**The problem:** Find the line containing "PR #992, opened 2021-02-17" in the entries below. Restate it and each line after it, word for word, up to and including the line containing "--- a/.eslintrc.js".

**Information given:**
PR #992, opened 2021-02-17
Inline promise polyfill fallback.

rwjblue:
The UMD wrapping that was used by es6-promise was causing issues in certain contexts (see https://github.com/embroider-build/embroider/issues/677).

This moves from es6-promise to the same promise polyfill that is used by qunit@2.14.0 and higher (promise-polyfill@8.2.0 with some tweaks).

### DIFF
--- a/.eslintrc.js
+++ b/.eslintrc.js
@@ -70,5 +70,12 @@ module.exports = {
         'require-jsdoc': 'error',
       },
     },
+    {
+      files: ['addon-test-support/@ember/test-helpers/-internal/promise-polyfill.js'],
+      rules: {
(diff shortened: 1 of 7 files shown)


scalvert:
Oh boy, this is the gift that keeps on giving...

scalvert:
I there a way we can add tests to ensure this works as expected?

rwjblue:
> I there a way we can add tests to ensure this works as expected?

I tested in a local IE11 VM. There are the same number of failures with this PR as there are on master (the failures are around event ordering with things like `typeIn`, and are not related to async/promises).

---

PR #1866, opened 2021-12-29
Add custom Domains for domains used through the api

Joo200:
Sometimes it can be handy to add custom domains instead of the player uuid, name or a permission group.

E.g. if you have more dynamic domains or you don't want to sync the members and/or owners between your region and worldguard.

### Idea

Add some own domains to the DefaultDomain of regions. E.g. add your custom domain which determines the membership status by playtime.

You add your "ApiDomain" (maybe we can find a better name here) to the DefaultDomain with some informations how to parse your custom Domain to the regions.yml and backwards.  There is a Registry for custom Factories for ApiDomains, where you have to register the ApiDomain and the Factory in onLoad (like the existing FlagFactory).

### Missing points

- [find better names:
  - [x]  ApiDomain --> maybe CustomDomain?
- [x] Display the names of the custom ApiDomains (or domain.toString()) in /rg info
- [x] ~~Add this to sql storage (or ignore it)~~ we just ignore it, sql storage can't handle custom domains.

==

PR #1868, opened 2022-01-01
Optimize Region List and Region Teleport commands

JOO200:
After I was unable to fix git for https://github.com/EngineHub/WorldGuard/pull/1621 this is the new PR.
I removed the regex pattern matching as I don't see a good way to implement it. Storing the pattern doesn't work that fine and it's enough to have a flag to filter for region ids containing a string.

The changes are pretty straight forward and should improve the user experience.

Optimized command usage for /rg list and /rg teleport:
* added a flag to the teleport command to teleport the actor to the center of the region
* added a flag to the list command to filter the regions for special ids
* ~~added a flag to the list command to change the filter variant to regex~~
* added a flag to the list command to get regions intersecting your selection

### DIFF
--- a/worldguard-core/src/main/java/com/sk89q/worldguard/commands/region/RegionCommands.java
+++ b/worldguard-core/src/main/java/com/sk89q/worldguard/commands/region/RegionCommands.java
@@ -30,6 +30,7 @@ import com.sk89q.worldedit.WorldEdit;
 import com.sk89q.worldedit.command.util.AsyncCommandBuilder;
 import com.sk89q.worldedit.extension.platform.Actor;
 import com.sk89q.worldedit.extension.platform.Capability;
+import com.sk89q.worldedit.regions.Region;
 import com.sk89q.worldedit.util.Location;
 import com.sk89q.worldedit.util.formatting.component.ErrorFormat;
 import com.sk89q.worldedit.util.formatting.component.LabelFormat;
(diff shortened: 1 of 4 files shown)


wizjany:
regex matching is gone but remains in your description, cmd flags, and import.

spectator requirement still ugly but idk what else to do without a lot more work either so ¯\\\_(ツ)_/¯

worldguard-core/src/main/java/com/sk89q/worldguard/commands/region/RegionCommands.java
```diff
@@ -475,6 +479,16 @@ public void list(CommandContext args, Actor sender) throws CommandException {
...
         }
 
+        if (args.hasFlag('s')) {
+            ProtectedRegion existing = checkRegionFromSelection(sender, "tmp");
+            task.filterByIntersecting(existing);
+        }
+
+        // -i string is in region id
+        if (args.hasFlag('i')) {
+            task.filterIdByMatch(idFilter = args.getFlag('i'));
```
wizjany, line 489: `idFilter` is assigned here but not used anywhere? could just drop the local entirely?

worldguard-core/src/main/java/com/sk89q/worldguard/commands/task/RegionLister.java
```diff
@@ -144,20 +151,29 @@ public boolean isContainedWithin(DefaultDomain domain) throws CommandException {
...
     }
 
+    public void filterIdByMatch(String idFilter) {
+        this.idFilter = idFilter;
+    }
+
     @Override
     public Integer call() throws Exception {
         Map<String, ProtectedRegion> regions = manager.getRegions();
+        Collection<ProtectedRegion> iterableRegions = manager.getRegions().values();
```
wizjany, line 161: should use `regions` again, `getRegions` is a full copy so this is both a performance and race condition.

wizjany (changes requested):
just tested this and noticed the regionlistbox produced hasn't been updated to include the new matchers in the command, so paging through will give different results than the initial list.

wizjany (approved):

**Written answer:**
PR #992, opened 2021-02-17
Inline promise polyfill fallback.

rwjblue:
The UMD wrapping that was used by es6-promise was causing issues in certain contexts (see https://github.com/embroider-build/embroider/issues/677).

This moves from es6-promise to the same promise polyfill that is used by qunit@2.14.0 and higher (promise-polyfill@8.2.0 with some tweaks).

### DIFF
--- a/.eslintrc.js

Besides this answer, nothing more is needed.